#### To do:
For each line of the listing below that contains the string "commit", copy the line.

(Records supplied Opens)

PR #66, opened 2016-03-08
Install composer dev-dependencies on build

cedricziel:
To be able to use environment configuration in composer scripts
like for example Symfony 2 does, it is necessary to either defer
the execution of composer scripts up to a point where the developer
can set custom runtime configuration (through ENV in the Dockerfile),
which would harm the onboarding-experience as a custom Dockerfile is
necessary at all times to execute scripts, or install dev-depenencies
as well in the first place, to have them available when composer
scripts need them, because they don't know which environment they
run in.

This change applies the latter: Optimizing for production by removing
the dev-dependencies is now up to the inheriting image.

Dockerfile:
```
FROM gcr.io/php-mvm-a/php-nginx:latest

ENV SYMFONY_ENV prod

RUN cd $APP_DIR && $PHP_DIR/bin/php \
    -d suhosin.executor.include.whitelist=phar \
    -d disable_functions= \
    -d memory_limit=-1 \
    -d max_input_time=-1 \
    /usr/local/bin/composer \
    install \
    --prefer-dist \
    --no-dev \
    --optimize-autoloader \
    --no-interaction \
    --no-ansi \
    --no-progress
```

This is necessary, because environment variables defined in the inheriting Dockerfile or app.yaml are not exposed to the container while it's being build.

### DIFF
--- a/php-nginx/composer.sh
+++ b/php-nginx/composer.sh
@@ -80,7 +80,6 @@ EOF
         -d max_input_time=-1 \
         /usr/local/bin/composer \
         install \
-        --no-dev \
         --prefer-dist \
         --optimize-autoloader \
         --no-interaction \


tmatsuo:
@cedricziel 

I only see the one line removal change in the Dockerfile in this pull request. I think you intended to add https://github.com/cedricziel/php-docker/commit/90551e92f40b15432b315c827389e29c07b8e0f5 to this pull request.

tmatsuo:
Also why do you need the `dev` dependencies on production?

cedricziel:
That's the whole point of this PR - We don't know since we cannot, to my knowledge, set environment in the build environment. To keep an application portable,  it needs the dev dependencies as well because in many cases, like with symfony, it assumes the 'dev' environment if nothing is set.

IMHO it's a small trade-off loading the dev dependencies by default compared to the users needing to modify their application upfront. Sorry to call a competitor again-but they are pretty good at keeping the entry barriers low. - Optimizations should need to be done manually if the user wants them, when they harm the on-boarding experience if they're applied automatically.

(Records supplied Closes)
(Records supplied Opens)

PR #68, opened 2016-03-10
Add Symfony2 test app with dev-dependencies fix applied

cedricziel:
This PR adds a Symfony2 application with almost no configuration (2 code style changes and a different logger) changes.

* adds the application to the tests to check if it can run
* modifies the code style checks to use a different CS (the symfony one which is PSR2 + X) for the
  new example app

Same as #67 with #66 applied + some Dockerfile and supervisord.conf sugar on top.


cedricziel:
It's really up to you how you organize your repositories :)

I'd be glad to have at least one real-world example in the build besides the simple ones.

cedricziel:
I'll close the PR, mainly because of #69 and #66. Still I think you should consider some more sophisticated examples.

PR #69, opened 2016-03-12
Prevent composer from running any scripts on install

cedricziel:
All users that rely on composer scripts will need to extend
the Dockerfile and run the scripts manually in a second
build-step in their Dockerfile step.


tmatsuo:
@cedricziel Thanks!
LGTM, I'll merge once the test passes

(Records supplied Closes)
(Records supplied Opens)

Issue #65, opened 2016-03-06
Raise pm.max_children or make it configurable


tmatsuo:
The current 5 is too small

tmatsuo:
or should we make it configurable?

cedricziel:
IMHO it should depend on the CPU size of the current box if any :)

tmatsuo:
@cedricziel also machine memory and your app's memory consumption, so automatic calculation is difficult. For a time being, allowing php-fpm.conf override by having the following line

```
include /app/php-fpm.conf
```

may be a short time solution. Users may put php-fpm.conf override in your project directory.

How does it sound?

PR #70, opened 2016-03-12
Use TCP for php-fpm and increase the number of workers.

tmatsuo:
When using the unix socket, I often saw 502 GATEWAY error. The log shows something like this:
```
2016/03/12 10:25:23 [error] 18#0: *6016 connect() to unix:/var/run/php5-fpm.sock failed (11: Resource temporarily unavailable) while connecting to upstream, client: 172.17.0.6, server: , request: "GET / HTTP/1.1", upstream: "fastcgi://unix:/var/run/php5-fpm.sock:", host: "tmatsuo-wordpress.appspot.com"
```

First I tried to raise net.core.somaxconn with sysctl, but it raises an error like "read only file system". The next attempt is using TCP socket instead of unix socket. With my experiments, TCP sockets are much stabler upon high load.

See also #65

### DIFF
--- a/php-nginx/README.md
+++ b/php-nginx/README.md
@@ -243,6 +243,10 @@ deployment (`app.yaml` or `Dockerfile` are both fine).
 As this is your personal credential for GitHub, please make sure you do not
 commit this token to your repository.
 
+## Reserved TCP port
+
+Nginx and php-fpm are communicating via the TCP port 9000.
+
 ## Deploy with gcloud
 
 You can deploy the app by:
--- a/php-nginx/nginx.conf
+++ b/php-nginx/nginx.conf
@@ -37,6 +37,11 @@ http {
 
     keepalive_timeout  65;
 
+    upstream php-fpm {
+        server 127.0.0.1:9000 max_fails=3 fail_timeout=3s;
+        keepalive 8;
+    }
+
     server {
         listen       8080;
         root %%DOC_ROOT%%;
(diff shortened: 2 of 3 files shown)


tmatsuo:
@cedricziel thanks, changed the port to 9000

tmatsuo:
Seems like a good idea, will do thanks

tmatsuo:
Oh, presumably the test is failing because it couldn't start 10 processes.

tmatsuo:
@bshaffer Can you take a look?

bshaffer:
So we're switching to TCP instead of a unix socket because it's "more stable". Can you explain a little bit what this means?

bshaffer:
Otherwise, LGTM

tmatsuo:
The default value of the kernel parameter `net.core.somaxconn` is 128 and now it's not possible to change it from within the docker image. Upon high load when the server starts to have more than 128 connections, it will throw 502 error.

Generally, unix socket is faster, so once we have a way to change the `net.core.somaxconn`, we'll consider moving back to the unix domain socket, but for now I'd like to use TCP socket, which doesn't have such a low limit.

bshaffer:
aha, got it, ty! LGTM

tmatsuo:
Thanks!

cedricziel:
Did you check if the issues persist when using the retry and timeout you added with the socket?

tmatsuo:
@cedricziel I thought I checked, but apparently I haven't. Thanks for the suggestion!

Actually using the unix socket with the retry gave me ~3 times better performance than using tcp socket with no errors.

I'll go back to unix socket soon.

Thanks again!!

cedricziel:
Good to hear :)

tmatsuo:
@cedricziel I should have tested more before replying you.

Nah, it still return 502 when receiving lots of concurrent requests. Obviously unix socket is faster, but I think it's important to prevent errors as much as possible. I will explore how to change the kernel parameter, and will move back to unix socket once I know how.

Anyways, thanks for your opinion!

(Records supplied Closes)

#### Written solution:
I only see the one line removal change in the Dockerfile in this pull request. I think you intended to add https://github.com/cedricziel/php-docker/commit/90551e92f40b15432b315c827389e29c07b8e0f5 to this pull request.
 commit this token to your repository.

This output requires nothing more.